## The data

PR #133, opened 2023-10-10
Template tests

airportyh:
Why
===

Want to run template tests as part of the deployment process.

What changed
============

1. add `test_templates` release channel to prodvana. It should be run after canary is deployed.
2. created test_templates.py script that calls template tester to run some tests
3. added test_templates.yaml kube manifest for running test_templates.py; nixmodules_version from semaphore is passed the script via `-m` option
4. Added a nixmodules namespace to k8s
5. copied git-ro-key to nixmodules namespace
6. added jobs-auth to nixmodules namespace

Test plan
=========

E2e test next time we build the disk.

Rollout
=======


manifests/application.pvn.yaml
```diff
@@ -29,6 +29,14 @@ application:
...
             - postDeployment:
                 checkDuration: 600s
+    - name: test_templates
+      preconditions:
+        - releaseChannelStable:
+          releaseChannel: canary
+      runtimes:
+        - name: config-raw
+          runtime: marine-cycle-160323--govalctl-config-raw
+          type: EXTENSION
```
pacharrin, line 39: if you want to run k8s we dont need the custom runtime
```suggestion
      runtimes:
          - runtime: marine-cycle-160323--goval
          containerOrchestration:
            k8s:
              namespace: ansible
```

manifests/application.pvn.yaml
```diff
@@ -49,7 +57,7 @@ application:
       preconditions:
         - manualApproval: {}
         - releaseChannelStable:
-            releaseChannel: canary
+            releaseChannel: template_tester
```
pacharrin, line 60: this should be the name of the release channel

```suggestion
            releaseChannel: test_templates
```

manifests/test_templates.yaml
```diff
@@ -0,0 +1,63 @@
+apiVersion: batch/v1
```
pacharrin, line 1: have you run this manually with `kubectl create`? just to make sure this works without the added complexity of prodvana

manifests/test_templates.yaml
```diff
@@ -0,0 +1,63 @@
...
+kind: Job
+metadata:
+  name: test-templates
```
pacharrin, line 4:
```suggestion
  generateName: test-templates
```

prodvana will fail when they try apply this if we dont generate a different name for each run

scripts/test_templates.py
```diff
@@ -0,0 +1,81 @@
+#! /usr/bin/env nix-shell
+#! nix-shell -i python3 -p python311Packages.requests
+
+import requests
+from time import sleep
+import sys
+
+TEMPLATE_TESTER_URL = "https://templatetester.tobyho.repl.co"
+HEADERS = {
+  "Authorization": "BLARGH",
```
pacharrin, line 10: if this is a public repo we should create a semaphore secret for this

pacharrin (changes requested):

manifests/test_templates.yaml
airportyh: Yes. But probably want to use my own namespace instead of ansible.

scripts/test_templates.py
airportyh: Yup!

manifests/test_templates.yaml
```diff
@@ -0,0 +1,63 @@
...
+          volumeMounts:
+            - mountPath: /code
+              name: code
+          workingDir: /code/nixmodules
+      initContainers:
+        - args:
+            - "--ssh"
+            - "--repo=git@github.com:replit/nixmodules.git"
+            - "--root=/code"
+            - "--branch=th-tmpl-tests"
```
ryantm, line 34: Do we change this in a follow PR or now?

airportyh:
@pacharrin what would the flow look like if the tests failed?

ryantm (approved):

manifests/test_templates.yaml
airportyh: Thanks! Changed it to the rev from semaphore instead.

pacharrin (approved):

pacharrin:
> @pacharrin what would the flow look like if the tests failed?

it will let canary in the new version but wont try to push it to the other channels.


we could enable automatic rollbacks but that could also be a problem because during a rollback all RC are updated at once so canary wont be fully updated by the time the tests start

## Task to carry out
Go through the material and copy each line in which the word "like" occurs.

## Answer space
@pacharrin what would the flow look like if the tests failed?
> @pacharrin what would the flow look like if the tests failed?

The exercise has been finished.